I shake my head violently, chest heaving. “You don’t understand,” I whisper, my voice breaking. “He’s going to hurt her- he’s going to?—”
“She’s alive,” Achilles says firmly. “And we’re going to keep her that way. But you have to trust us.”
Trust? How can I trust anyone right now when Harold’s carrying my little girl further away with every second that passes?
“Please,” I choke out, my voice crumbling into a sob. “Please, just… let me go.”
“Fantasia, stop,” Piers growls, his voice low and strained. “You’re not helping her like this.”
I freeze.
It’s his voice- only... it’s not. The words are softer, the accent thicker- a rich Irish lilt that curls around my name in a way I’ve never heard before.
Slowly, I turn.
Piers- or the man I thought was Piers- is watching me from the other side of the car. His face is familiar, so painfully familiar. The sharp line of his jaw, the intense dark eyes, the copper-red hair that curls slightly at the ends. But now that I’m really looking, I see what I missed before- the faint scar along his cheekbone, the way his brow creases just a little deeper when he frowns.
“You’re... not him.”
“I’m not,” he says quietly.
It hits me- the memory I’d buried, blurred by panic and exhaustion. The night we ran through the forest, stumbling blindly in the dark with Harold’s men and the Crowes closing in. This is the man who, instead of dragging me back, let me go two years ago, the man who could only be Piers’s identical twin.

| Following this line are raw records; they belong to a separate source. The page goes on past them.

PR #6544, opened 2023-03-31
feat: lazyPreloadPrevNext option to preload prev/next images

Carnoisseur1979:
Add option to preload a number of next and previous images, based on the new method of lazy loading.

This replaces the functionality lost when the lazy module was removed in v9.

Implemented in the core, based on my inital attempt in #6416.


nolimits4web:
Merged, thank you!

Issue #6552, opened 2023-04-02
Issues when the controller module is used when the Swiper Controller is destroyed


TakhyunKim:
### Check that this is really a bug

- [X] I confirm

### Reproduction link

https://codesandbox.io/s/swiper-testing-bcm44v

### Bug description

I believe this is fixed in version 9.2.0, though,
I'm raising this as an issue because I think it could be done differently.

When using the Controller module with React 18 Strict mode enabled,
an error will be thrown if the sweeper control is destroyed on unmount.
(If you don't use StrictMode, you won't have this issue.)

I think there is a way to do something similar to the workaround for [that issue](https://github.com/nolimits4web/swiper/issues/6491).

In the conditional statements 182 and 186 of controller.js, add the condition `swiper.controller.control.destroyed`.
The example code is shown below.
```js
  on('setTranslate', (_s, translate, byController) => {
    if (!swiper.controller.control || swiper.controller.control.destroyed) return; // check
    swiper.controller.setTranslate(translate, byController);
  });
  on('setTransition', (_s, duration, byController) => {
    if (!swiper.controller.control || swiper.controller.control.destroyed) return; // check
    swiper.controller.setTransition(duration, byController);
  });
```

The existing conditional also handles early return when control doesn't exist, 
so it would be nice to do the same when it is destroyed.

### Expected Behavior

No errors are thrown

### Actual Behavior

An error occurs

### Swiper version

9.1.1

### Platform/Target and Browser Versions

macOS with chrome

### Validations

- [X] Follow our [Code of Conduct](https://github.com/nolimits4web/swiper/blob/master/CODE_OF_CONDUCT.md)
- [X] Read the [docs](https://swiperjs.com/swiper-api).
- [X] Check that there isn't already an issue that request the same feature to avoid creating a duplicate.
- [X] Make sure this is a Swiper issue and not a framework-specific issue

### Would you like to open a PR for this bug?

- [X] I'm willing to open a PR

PR #6555, opened 2023-04-03
add a conditional to early return if the swiper controller is destroyed

TakhyunKim:
Fixes to address this issue [#6552](https://github.com/nolimits4web/swiper/issues/6552)
I did some debugging to fix this bug and found a solution.

Check if the swiper controller is destroyed before the `setTranslate`, `setTransition` functions run.

[In other PR](https://github.com/nolimits4web/swiper/pull/6501), the above two functions are executed and checked for destruction within the setControlledTranslate and setControlledTransition functions, but I think it would be nice to check for this in advance to avoid running unnecessary logic.

This is my first open source PR. Feedback is always welcome.

### DIFF
--- a/src/modules/controller/controller.js
+++ b/src/modules/controller/controller.js
@@ -179,11 +179,11 @@ export default function Controller({ swiper, extendParams, on }) {
     removeSpline();
   });
   on('setTranslate', (_s, translate, byController) => {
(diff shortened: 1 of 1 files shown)


nolimits4web:
Merged, thank you!

TakhyunKim:
Thanks!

“You,” I whisper. My voice trembles. “It was you.”
His gaze softens. “Aye,” he says. “It was me.”
I stare at the man across from me- the man who isn't Piers.
But that means…
Piers didn’t come.
He didn’t come for me. Didn’t even try.
After everything- after Valeria, after Harold- I thought... I thought if anyone would show up, it would be him.
But he didn’t.
He sent someone else.
The man- Piers’s mirror image- shifts in his seat. Our eyes meet, and in that suspended heartbeat, I see it- the hint of understanding, maybe even pity. He sees it. The heartbreak I can’t hide, the way it’s bleeding out of me no matter how hard I try to swallow it down.
His face softens, the hard lines around his mouth easing.
For a moment, he doesn’t say anything, just watches me like he’s weighing his words. Like he knows that whatever he says won’t be enough.
“He’s with Harold,” the man says gently. “Following him.”
I blink, trying to process his words.
“We couldn’t risk a fight with Valeria so close,” he explains. “Too many guns. Too many chances for something to go wrong.” His voice dips, steady but weighted. “We needed Harold to believe he had control. So we let him think he won... long enough for Piers to track him back to wherever he’s hiding.”
My breath stutters. “You’re... you’re saying you let him take her?”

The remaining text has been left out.